Data records.
========

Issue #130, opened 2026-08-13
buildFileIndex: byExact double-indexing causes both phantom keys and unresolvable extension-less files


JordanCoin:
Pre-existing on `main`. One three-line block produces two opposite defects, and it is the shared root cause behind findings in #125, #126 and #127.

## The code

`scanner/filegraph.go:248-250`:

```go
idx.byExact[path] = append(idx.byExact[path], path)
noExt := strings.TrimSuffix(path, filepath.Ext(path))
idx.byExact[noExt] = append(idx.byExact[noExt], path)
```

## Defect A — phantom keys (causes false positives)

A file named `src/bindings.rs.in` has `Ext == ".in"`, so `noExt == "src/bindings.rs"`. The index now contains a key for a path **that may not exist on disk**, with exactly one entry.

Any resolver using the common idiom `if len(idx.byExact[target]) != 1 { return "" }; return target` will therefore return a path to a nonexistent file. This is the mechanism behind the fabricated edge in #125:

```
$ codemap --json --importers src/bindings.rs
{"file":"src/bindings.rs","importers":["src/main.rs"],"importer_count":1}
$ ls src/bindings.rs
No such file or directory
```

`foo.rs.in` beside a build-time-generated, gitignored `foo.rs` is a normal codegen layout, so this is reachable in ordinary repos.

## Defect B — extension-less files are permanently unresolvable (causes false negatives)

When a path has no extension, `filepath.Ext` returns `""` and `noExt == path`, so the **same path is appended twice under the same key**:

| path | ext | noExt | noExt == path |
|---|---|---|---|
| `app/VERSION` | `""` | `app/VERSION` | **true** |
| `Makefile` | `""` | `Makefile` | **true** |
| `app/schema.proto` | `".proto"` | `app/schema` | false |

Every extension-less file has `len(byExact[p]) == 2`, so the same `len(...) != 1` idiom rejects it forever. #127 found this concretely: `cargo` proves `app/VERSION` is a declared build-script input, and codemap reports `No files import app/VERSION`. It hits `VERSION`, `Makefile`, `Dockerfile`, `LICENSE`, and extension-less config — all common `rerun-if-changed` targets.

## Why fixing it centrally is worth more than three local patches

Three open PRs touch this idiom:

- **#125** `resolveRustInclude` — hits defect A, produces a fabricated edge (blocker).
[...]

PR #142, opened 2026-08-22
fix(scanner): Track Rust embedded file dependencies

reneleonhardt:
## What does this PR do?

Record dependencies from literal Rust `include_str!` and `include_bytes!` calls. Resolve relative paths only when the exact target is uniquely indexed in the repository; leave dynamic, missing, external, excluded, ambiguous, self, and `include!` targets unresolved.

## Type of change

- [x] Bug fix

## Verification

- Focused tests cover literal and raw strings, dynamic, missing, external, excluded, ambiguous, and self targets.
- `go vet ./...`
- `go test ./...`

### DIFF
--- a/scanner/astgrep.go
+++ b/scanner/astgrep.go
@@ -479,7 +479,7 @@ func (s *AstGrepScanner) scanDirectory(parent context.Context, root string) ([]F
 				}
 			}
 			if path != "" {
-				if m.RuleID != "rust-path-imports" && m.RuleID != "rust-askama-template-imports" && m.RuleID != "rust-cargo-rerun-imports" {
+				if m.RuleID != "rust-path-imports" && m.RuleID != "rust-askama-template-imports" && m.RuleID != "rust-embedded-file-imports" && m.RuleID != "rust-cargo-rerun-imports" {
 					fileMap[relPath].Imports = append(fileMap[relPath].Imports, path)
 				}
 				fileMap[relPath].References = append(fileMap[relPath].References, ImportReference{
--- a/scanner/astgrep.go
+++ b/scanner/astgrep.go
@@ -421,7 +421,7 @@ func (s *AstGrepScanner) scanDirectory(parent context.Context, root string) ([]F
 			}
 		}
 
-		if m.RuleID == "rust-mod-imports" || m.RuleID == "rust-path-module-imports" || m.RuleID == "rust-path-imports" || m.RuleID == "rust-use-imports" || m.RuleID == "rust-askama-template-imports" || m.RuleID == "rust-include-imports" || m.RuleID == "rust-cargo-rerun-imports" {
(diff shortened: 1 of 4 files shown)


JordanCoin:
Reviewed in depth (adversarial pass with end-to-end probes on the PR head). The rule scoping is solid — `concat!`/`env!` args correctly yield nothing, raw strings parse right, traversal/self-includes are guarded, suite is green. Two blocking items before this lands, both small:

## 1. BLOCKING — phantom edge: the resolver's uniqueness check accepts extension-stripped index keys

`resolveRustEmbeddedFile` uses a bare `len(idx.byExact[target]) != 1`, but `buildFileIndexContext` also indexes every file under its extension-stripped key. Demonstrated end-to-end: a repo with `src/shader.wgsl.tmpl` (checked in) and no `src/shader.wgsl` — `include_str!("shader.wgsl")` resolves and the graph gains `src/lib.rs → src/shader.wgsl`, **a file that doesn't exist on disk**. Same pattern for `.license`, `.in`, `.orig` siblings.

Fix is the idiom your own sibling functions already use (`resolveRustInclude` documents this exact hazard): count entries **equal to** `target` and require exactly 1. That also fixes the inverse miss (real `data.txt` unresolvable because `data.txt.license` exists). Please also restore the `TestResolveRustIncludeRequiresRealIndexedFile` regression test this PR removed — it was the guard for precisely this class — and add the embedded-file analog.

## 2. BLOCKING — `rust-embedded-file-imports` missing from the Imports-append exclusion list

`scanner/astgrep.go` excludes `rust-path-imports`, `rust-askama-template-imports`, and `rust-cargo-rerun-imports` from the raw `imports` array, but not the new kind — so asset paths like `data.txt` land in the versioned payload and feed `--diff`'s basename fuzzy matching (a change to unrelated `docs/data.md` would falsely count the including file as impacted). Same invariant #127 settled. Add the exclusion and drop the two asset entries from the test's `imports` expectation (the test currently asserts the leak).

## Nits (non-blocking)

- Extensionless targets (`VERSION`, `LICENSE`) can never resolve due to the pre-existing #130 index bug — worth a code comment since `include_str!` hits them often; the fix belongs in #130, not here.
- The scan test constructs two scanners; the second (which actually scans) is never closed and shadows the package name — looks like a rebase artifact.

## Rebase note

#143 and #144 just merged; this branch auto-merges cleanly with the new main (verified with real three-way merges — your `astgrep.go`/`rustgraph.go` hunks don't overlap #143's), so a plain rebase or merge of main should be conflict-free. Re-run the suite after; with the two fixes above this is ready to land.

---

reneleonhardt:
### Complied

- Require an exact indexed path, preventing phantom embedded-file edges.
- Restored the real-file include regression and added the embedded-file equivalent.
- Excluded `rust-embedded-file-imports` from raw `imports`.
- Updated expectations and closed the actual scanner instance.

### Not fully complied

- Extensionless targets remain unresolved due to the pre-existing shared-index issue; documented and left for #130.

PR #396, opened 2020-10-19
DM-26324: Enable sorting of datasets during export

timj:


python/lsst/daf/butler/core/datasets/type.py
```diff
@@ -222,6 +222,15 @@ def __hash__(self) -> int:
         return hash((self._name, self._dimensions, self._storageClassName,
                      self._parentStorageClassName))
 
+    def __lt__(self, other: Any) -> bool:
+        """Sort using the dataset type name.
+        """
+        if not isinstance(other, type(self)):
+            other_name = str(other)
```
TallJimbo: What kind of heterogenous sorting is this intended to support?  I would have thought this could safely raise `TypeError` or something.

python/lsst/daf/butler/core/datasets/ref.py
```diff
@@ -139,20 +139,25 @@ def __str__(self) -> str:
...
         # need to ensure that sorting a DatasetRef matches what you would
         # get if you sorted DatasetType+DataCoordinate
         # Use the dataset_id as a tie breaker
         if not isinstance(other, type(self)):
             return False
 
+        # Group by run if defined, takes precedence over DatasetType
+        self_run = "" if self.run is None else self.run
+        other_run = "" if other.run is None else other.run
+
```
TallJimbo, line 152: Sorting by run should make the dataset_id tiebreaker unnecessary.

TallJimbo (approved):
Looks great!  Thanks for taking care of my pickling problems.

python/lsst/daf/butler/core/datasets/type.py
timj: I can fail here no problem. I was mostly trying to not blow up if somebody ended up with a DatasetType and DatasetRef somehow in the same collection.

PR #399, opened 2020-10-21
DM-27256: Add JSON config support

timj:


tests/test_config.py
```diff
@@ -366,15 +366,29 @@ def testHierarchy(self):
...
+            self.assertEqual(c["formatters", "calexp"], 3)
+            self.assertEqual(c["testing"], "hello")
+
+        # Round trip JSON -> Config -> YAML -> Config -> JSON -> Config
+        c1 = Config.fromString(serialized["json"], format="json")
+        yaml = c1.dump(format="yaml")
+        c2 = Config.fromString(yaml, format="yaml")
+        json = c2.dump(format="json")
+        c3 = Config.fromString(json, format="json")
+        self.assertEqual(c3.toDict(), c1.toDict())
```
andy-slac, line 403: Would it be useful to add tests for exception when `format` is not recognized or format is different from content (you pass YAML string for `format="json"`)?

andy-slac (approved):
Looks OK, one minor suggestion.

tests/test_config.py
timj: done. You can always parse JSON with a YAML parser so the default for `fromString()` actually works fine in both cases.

========

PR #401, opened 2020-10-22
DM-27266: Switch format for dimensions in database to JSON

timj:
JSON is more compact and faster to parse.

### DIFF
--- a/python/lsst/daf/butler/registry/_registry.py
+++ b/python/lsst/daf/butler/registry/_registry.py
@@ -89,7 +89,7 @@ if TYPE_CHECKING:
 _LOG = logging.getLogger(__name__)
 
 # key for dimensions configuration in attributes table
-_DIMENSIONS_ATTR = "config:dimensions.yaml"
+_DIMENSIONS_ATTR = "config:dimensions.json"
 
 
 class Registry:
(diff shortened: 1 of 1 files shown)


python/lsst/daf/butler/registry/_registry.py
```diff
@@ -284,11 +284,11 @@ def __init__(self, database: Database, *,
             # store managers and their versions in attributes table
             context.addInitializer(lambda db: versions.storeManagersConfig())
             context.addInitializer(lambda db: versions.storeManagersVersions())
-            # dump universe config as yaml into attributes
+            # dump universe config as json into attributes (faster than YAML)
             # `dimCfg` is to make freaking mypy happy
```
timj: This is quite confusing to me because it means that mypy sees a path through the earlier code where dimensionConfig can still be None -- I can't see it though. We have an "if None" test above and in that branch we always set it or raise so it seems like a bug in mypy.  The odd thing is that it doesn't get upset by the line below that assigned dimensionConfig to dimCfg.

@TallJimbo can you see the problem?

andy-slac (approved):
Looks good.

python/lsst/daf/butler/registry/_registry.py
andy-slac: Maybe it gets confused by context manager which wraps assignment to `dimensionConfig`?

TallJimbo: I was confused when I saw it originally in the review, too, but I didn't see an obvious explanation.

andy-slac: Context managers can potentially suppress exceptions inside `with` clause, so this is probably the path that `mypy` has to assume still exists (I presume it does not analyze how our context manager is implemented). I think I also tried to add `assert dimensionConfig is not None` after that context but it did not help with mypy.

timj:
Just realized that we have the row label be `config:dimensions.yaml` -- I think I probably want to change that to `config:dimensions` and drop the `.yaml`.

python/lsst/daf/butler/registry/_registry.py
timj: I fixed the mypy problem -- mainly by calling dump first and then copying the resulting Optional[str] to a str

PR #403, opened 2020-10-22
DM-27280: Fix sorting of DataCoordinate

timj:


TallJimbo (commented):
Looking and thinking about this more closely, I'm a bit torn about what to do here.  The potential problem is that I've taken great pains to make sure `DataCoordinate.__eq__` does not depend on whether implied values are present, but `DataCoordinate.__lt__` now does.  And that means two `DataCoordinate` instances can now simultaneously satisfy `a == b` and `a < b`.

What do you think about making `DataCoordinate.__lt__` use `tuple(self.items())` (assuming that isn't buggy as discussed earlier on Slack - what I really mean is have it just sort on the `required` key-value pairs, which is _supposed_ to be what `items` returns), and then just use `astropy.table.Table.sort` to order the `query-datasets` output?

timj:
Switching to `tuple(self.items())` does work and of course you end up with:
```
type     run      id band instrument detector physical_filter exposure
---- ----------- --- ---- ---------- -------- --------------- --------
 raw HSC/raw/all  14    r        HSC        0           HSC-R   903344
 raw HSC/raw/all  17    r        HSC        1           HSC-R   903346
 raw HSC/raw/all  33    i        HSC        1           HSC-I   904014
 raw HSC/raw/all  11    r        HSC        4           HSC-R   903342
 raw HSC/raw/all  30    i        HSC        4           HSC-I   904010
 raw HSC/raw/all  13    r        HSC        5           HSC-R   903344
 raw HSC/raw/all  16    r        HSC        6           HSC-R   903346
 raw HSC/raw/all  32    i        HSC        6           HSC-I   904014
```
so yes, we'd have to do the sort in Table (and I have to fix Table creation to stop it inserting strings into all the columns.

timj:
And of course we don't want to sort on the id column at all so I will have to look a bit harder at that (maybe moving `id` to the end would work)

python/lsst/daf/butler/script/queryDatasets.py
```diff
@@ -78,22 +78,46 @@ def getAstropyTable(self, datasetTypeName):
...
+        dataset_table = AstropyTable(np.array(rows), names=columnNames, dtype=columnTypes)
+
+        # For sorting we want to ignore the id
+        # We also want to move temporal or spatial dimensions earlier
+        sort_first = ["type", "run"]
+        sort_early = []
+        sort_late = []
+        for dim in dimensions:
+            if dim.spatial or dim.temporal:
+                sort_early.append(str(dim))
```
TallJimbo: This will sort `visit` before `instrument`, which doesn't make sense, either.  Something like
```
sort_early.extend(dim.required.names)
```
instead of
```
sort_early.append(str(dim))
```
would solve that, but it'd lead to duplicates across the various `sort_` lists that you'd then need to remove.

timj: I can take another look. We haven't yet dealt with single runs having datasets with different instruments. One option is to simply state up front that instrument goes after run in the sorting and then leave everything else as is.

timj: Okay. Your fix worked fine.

========

Look above for the line containing "Issue #130, opened 2026-08-13" and the line containing "## Defect A". Transcribe both, with the lines between them, exactly.

Solution.
Issue #130, opened 2026-08-13
buildFileIndex: byExact double-indexing causes both phantom keys and unresolvable extension-less files


JordanCoin:
Pre-existing on `main`. One three-line block produces two opposite defects, and it is the shared root cause behind findings in #125, #126 and #127.

## The code

`scanner/filegraph.go:248-250`:

```go
idx.byExact[path] = append(idx.byExact[path], path)
noExt := strings.TrimSuffix(path, filepath.Ext(path))
idx.byExact[noExt] = append(idx.byExact[noExt], path)
```

## Defect A — phantom keys (causes false positives)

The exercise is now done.